"Punkty to mało, trzeba podnieść wysokość mandatów". Projekt MSWiA dzieli kierowców

 
 

"Gdyby im zależało na poprawie bezpieczeństwa, to by budowali bezpieczne drogi", "Ależ to bzdury!", "Mandaty powinny być na tyle wysokie, aby odstraszyć i zniechęcać do łamania prawa" - to tylko niektóre z komentarzy internautów, jakie wywołał nowy projekt MSWiA. Ministerstwo chce radykalnie zaostrzyć kary dla kierowców łamiących przepisy drogowe, a sami zainteresowani mają na ten temat podzielone zdania.

 
  

Do uzgodnień międzyresortowych trafił właśnie projekt rozporządzenia, zgodnie z którym za rozmowę przez telefon komórkowy kierowca dostanie pięć punktów karnych, a za przewożenie dziecka bez fotelika - sześć punktów. Jak powiedziała w poniedziałek rzeczniczka MSWiA Małgorzata Woźniak, projekt jest efektem analizy bezpieczeństwa na drogach. Zaostrza kary za naruszenia przepisów drogowych, które zdarzają się najczęściej. Najważniejsze proponowane zmiany to:

- Zaostrzenie kary dla tych kierowców, którzy podczas jazdy rozmawiają przez telefon komórkowy bez zestawu głośnomówiącego, trzymając aparat w dłoni.
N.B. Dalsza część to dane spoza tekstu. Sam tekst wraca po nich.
PR #11273, opened 2020-03-06
fix descriptions of credentials and verification app options

DDvO:
Looking for a way to provide extra untrusted certs for chain building during TLS server cert verification
I found that for both `s_client`  and `s_server` the documentation of the certificates given with the `-cert_chain` option attributes them as 'trusted' while in fact they are just untrusted additional certs to use for chain building. 

On the other hand the documentation of most of the `-chainCAfile`, `-chainCApath`, `-chainCAstore`, `-verifyCAfile`, `-verifyCApath`, and `-verifyCAstore` options failed to make clear that all the certificates addressed by them are trusted.

When correcting this I found and fixed some mistakes in the file format options and their descriptions.

I've also slightly improved the description of the `crl_download` and `nameopt` options. 

Moreover, the order of the description of these and related options was somewhat inconsistent, which is fixed as well in this PR.


DDvO:
BTW, how can one provide untrusted certs to help verifying peer certs, to use in case a peer does not send (all of) its cert chain?

DDvO:
Thanks @beldmit for your very swift approval!

Do you know if/how one can provide untrusted certs to help verifying peer TLS certs, to use in case a peer does not send (all of) its cert chain?
I found this possibility only for the `verify` app and direct use of `X509_STORE_CTX_init()`.

beldmit:
I don't know either :(
Not sure if it's a reasonable option because in real life (e. g. browsers) we don't have such a store so servers must include a full chain to avoid errors

DDvO:
I agree that for web scenarios pre-known untrusted certs make little sense,
but in managed (e.g., industrial) scenarios it can make much sense, 
in particular with limited bandwidth where it would be nice to avoid sending the same untrusted certs over and over.

richsalz:
This is going to be an RFC soon, it's just waiting for text editing: https://datatracker.ietf.org/doc/draft-ietf-tls-certificate-compression/?include_text=1

DDvO:
Nice, but this just compresses the certs being transmitted, but does not stop sending them.
And transmission size is not the only potential reason why a TLS node may need to augment the cert chain it receives from a peer.

DDvO:
Rebased and partly squashed.
Given that the approval was done two days before, can I merge this PR right away?

t8m:
It is missing OTC member approval.

kaduk:
Using extra certs for chain building can come into play when the server is sending a potentially valid chain but you want to use a different one, e.g., chaining up to a different or cross-signed root.

DDvO:
Ping for OTC approval

DDvO:
Rebased this PR. It still needs an OTC approval.

DDvO:
The review/approval by @jaym05700 does not count here.

DDvO:
Pinging again on a OTC member approval.

DDvO:
Merged - thanks!

DDvO:
I just found that the merge did not really happen, likely due to some misspelling or the like.
Now it's actually merged.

Będzie można za to dostać pięć punktów karnych, dotychczas groził za to jedynie mandat.

- Zwiększenie kary dla kierowców przewożących dzieci w niedozwolony sposób, czyli np. poza fotelikiem, z trzech do sześciu punktów karnych.

- Z jednego do czterech wzrośnie liczba punktów karnych dla kierowcy, który będzie wiózł pasażerów bez zapiętych pasów bezpieczeństwa lub - w przypadku motocyklisty - bez kasku.

- Pięć, a nie tak jak dotychczas trzy punkty karne ma dostać kierowca, który będzie cofał pojazd na drodze ekspresowej lub autostradzie.

- Dwa punkty karne dostanie kierowca, który wjedzie na skrzyżowanie, mimo że na nim lub za nim nie będzie miejsca do kontynuowania jazdy.

- Pięć punktów karnych będzie groziło kierowcom, którzy zimą będą ciągnęli samochodem lub np. traktorem osoby na sankach czy nartach.

- Dwa punkty karne proponuje ministerstwo dla tych kierowców, którzy wjadą pomiędzy pojazdy jadące w kolumnie, a pięć, jeśli rozdzielą w ten sposób kolumnę pieszych - np. podczas wyprzedzania pielgrzymki.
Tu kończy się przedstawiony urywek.